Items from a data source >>
==========

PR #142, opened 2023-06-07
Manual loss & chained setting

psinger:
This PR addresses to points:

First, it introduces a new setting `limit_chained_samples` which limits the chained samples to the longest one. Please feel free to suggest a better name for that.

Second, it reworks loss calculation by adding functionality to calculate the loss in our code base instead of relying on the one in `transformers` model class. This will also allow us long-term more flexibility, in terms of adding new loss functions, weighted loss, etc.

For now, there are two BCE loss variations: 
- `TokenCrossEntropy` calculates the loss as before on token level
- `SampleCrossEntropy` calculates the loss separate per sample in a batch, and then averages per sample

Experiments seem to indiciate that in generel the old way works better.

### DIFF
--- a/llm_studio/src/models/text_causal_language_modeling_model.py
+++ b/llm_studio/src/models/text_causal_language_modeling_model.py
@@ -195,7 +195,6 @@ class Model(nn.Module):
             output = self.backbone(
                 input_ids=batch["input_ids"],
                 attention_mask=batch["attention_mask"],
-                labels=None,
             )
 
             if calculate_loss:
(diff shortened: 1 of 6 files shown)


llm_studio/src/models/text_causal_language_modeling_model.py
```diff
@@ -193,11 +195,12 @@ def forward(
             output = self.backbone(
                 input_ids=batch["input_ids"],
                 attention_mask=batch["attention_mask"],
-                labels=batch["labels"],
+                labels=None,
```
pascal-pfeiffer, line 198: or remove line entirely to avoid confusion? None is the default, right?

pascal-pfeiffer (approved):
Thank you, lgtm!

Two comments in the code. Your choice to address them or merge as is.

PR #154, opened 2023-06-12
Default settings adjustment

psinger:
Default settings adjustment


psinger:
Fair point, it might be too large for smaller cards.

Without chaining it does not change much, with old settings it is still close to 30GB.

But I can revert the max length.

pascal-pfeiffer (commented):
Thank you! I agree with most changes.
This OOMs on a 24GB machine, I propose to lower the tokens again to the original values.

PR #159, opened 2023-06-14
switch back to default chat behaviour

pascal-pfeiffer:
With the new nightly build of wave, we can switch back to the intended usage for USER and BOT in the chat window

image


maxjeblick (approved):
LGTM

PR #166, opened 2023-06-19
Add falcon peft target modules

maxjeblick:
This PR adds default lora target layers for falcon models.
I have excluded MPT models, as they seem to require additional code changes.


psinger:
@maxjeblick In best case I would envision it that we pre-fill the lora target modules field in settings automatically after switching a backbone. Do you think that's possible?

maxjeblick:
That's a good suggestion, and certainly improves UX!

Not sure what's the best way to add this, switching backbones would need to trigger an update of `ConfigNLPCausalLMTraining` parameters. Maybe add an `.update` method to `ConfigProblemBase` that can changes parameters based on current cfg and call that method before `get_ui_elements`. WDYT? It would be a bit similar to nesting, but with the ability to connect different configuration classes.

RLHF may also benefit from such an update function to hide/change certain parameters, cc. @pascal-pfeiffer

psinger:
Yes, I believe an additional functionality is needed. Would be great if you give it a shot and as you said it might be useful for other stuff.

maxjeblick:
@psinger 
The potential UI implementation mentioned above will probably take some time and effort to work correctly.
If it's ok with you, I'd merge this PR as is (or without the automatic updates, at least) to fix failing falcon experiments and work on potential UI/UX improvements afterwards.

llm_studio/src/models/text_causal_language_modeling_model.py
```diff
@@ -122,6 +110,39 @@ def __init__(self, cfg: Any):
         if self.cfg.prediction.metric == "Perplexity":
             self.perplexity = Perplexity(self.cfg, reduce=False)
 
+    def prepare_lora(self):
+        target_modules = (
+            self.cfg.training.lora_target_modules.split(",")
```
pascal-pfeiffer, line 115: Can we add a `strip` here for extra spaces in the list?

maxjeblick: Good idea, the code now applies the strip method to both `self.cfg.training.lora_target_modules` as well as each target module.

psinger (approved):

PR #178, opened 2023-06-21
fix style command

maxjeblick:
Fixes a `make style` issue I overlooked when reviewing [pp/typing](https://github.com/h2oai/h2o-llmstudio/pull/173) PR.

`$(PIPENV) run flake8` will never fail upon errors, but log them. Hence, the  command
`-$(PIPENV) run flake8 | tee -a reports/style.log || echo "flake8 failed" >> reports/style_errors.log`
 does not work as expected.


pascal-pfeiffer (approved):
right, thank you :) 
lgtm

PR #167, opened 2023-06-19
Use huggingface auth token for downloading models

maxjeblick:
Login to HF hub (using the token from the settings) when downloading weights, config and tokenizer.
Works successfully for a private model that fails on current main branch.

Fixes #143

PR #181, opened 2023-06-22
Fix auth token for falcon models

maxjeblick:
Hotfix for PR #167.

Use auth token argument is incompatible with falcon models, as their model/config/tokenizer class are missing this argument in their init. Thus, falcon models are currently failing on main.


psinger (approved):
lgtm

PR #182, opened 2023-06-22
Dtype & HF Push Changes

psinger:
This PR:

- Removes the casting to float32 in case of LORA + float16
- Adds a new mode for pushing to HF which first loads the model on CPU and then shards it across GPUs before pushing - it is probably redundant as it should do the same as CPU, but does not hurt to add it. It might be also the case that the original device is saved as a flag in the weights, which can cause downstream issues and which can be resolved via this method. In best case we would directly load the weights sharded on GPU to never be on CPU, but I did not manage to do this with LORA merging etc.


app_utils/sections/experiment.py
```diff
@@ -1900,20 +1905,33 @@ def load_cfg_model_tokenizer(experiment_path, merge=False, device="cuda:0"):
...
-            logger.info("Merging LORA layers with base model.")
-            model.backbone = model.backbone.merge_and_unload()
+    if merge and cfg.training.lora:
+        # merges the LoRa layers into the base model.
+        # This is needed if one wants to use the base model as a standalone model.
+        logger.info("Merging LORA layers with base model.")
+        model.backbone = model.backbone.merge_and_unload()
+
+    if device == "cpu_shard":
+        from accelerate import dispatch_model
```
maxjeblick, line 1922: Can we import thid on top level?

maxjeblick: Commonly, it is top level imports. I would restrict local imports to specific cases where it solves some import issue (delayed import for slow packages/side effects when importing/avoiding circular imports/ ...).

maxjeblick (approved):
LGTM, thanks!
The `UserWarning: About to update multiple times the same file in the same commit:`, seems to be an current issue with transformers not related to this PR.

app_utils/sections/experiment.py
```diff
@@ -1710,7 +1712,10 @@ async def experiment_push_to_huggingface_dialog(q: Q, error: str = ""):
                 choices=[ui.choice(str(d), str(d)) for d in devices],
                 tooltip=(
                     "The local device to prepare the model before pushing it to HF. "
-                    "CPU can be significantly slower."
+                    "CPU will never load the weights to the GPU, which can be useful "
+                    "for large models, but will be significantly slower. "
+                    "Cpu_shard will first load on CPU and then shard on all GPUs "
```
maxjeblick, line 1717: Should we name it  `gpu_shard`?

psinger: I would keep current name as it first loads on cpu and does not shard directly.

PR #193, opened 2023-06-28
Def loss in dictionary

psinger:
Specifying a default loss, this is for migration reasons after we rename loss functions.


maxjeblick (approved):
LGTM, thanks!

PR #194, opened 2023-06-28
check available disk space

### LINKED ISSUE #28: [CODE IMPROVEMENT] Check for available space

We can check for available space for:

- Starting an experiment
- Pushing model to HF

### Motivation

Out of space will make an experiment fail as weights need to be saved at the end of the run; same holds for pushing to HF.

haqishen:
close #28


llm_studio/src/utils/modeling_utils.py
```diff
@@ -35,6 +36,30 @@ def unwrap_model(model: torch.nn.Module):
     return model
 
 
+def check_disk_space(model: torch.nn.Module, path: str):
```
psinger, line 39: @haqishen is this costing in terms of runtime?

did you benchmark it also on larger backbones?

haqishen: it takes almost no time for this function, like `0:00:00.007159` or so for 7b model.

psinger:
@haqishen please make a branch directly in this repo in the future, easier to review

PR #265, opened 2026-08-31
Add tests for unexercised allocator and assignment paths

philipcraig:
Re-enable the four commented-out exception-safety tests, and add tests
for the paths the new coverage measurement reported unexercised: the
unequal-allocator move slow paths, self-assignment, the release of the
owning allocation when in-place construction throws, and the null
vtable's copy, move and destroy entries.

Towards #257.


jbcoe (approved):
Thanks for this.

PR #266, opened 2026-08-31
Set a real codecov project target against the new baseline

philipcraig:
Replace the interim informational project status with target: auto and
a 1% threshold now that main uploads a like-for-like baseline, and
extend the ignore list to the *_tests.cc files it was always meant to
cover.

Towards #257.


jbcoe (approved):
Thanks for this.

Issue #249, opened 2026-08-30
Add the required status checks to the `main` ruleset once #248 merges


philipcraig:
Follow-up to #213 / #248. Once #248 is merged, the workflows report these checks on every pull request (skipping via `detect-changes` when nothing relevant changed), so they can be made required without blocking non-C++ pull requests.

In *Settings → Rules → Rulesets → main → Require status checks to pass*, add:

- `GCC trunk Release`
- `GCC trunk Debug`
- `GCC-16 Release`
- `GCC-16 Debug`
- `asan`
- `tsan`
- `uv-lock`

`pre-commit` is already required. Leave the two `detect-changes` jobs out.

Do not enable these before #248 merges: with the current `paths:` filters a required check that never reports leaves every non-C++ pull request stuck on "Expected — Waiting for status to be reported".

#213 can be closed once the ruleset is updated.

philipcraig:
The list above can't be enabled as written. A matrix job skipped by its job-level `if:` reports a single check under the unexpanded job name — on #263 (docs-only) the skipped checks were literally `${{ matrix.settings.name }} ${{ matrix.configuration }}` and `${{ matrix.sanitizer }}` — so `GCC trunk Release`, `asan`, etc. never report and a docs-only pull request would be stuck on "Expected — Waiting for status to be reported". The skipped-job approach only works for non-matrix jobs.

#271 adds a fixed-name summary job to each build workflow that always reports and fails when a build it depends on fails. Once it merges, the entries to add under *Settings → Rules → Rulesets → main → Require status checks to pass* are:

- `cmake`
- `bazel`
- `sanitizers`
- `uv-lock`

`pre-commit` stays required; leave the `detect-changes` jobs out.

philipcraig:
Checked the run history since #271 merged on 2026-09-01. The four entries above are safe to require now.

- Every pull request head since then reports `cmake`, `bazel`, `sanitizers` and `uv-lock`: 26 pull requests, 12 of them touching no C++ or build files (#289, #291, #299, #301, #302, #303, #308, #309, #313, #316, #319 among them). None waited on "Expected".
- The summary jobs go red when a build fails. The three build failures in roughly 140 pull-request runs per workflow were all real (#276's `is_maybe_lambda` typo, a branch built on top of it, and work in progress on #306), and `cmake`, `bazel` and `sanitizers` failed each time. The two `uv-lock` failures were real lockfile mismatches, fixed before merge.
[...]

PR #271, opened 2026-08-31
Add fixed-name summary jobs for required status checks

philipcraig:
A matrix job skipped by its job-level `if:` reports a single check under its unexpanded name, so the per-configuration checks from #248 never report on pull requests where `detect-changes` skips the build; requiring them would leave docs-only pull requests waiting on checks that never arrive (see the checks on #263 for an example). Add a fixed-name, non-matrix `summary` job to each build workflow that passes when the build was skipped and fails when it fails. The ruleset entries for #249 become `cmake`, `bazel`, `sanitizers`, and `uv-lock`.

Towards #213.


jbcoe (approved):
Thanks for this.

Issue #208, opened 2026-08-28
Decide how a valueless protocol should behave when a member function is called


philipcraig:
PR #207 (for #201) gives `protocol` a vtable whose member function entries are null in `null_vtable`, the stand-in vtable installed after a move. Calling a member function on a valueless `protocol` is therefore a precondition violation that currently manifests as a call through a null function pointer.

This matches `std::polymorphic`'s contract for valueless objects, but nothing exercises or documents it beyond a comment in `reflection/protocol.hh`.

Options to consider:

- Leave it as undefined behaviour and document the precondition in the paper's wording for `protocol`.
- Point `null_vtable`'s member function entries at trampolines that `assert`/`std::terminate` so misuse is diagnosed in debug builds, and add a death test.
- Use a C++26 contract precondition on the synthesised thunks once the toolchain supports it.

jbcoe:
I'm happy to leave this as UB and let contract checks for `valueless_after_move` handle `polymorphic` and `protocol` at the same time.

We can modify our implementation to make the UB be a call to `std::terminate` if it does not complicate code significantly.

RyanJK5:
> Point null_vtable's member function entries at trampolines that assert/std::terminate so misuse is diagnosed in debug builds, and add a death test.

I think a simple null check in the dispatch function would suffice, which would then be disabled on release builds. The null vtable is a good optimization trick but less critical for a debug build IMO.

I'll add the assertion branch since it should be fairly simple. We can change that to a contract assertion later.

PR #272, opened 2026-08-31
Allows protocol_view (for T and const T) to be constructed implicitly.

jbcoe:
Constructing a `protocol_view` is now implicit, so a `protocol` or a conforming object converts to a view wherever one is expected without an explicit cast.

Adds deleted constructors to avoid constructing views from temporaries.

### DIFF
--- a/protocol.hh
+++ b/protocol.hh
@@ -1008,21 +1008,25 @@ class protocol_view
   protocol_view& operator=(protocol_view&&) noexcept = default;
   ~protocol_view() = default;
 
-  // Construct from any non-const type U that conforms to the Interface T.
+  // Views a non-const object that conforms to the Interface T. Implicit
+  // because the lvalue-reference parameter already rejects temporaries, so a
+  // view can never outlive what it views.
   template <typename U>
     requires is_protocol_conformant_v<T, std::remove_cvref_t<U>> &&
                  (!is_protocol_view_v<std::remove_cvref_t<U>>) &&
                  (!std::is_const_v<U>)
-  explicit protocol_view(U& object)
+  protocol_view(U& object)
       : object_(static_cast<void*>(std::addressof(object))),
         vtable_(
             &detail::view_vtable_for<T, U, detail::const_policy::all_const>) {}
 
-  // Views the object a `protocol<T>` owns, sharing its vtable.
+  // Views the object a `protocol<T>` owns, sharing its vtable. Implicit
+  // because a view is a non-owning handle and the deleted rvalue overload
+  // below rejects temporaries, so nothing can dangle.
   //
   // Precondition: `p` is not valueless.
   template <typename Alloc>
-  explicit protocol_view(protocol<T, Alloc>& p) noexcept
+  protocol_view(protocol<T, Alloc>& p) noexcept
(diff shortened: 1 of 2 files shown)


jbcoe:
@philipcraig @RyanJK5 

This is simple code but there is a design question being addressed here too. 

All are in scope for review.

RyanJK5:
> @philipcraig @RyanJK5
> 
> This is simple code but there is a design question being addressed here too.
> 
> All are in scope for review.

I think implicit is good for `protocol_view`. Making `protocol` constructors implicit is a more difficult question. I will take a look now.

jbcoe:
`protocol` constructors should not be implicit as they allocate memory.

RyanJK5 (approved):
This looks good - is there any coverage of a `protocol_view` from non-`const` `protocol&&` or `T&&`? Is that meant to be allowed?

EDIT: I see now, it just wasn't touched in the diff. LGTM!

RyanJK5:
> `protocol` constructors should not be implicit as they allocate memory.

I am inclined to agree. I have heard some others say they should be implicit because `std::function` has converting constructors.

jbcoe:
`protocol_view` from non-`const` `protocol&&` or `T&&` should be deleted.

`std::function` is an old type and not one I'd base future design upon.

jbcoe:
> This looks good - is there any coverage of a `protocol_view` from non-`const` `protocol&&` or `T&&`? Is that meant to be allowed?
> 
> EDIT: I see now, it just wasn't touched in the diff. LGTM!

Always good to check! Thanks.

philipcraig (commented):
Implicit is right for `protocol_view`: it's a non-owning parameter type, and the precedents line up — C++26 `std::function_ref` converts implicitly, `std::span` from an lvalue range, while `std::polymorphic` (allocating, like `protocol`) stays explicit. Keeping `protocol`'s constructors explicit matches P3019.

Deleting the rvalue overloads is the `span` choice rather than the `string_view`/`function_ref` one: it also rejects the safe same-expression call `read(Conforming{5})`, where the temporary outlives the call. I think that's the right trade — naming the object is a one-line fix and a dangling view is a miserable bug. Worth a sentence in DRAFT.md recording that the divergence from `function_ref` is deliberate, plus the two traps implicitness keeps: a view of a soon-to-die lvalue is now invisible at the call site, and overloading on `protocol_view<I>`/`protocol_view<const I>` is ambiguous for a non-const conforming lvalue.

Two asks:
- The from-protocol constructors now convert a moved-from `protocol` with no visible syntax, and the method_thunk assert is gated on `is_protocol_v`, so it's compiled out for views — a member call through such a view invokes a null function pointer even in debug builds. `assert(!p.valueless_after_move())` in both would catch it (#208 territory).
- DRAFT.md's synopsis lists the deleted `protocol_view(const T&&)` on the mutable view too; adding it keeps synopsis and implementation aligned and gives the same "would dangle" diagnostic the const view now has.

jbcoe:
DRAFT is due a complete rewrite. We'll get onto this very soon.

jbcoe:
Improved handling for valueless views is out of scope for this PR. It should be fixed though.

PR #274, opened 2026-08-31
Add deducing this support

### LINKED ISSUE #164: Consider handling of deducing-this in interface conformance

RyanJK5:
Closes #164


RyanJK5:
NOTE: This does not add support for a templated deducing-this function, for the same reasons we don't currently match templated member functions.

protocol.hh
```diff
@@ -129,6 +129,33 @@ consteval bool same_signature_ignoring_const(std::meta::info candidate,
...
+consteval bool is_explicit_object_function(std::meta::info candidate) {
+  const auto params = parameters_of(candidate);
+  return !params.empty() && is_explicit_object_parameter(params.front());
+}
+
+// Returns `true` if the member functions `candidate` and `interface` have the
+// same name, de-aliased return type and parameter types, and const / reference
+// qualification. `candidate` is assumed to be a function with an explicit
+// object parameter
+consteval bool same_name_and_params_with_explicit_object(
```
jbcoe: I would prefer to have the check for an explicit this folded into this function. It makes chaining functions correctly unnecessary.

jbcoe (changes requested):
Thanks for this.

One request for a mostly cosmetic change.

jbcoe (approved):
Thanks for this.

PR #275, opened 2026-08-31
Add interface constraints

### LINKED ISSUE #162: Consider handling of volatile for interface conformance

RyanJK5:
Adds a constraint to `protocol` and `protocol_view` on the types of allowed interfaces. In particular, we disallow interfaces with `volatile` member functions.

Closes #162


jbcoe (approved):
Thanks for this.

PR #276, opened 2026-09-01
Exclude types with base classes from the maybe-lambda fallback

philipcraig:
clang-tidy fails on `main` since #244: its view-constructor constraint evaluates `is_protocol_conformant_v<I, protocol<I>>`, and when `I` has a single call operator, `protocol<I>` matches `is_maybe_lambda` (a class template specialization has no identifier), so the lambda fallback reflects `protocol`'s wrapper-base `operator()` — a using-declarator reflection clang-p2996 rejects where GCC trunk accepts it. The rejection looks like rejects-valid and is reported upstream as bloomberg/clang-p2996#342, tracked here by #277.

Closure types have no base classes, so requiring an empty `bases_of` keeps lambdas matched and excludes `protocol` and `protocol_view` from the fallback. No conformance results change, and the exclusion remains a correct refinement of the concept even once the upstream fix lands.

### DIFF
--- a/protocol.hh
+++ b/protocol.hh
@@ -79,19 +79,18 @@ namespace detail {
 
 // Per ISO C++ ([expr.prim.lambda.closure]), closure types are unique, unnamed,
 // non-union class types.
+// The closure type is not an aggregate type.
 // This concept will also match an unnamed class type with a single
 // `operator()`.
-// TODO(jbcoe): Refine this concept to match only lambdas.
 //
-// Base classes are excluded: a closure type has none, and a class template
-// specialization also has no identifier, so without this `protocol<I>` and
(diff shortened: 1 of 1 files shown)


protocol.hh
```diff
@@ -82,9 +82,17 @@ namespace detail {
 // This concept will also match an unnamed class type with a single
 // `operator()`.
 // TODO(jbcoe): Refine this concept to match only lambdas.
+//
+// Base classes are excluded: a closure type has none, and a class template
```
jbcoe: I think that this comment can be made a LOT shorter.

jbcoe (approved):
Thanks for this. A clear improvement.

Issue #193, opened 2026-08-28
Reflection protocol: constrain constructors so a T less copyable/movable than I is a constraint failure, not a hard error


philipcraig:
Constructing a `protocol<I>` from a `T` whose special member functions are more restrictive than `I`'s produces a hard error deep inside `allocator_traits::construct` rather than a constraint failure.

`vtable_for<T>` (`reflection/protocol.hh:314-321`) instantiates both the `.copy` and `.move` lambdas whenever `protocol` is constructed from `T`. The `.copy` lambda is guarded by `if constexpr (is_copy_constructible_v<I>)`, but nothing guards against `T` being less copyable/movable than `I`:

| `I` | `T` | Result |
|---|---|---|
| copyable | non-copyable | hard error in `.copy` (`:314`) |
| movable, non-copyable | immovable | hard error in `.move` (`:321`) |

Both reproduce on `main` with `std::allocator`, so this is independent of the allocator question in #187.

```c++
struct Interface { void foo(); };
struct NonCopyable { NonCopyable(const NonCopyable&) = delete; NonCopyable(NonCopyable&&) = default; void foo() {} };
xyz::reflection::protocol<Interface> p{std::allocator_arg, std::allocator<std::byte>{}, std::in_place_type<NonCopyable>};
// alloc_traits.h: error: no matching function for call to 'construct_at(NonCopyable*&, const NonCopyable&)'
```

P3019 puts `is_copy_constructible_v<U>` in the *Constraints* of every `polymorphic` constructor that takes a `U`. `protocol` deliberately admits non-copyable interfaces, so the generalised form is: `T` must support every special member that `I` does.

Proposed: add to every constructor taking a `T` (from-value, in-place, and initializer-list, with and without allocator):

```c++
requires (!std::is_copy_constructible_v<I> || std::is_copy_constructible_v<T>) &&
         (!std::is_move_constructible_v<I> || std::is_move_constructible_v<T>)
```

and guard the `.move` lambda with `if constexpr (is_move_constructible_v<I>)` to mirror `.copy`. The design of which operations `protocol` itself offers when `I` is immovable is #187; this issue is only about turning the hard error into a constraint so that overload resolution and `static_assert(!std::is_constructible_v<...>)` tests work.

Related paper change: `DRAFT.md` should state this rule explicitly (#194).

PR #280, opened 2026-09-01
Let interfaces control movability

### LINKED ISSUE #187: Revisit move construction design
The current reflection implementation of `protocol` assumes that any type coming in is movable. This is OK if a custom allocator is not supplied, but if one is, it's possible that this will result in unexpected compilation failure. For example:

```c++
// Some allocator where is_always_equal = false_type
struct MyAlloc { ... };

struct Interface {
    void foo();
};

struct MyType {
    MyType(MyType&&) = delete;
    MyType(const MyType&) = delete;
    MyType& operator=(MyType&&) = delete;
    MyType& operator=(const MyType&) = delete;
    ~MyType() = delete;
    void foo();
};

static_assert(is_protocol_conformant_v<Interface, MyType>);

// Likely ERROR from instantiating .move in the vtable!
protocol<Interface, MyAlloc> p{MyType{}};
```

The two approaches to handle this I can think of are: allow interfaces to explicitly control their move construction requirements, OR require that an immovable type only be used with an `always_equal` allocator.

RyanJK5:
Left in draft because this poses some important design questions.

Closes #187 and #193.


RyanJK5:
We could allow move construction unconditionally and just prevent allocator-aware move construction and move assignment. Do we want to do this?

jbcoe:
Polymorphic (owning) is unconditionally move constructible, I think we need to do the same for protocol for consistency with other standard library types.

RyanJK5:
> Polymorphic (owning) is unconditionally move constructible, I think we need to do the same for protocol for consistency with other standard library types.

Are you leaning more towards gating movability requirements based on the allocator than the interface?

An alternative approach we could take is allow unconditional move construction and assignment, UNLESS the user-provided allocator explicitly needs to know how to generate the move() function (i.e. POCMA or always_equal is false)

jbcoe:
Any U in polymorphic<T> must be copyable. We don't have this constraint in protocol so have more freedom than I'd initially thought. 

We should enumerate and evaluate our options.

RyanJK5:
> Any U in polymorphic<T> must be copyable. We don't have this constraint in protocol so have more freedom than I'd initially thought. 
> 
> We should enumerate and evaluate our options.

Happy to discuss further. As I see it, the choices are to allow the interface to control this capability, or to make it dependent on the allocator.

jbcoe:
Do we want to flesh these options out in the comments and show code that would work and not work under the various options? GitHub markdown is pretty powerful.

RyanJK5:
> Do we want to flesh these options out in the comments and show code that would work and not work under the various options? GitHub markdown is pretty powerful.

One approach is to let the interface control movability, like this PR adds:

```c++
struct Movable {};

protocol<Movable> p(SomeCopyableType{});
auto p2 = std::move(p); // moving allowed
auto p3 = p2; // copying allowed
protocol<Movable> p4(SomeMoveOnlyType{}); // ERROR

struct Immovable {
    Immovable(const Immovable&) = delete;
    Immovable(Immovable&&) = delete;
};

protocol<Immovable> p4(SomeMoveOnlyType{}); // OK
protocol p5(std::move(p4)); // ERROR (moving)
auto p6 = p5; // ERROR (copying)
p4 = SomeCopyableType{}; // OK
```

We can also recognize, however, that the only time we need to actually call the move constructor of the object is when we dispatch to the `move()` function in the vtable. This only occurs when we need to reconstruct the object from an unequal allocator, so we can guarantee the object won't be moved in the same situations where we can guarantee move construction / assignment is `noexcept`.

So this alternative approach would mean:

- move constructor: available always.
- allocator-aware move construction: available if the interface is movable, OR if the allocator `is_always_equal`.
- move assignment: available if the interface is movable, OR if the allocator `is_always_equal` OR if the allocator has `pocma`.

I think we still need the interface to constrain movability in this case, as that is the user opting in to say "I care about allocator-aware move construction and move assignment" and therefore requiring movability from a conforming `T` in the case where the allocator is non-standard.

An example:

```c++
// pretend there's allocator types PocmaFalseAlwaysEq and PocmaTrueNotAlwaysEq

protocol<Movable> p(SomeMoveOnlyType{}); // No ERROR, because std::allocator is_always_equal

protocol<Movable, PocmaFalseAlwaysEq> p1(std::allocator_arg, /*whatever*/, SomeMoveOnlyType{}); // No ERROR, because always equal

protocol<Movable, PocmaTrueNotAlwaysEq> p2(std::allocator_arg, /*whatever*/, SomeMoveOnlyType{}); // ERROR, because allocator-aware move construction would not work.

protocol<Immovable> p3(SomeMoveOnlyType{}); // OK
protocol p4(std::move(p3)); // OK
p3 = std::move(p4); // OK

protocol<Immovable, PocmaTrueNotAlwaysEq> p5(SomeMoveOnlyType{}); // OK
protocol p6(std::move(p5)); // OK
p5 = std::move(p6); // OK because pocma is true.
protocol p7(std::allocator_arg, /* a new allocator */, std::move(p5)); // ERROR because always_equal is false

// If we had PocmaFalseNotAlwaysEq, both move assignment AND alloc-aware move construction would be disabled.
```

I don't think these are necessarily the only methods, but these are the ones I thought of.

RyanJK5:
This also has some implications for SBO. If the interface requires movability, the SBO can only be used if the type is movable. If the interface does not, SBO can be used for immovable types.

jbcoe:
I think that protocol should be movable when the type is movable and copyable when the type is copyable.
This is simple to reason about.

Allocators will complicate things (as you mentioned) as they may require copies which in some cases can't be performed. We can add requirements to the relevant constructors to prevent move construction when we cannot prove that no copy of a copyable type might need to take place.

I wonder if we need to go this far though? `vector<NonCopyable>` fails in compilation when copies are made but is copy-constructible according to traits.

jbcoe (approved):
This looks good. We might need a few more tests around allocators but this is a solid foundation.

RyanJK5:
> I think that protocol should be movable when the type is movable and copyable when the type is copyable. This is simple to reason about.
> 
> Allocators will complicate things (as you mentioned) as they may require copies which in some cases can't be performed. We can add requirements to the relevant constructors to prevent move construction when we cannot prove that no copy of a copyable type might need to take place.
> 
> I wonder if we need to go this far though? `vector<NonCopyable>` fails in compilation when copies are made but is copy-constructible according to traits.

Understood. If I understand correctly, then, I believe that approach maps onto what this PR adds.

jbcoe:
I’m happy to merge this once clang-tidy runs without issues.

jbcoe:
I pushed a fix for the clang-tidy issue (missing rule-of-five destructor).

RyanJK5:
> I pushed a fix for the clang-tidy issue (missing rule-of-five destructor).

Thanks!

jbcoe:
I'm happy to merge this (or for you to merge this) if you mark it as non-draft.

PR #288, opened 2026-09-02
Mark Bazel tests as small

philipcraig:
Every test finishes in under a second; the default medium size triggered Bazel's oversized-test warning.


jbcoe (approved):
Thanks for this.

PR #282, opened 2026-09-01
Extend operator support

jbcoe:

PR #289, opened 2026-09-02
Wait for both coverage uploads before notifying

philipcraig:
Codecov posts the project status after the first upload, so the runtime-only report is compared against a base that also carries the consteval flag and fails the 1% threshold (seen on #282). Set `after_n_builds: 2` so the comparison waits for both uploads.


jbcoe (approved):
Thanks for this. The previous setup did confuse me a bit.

==========

Work item >>
Copy exactly the lines that run from the first line of the data to the line containing "on token level", please, with both ends included and nothing else.

Written response >>
PR #142, opened 2023-06-07
Manual loss & chained setting

psinger:
This PR addresses to points:

First, it introduces a new setting `limit_chained_samples` which limits the chained samples to the longest one. Please feel free to suggest a better name for that.

Second, it reworks loss calculation by adding functionality to calculate the loss in our code base instead of relying on the one in `transformers` model class. This will also allow us long-term more flexibility, in terms of adding new loss functions, weighted loss, etc.

For now, there are two BCE loss variations: 
- `TokenCrossEntropy` calculates the loss as before on token level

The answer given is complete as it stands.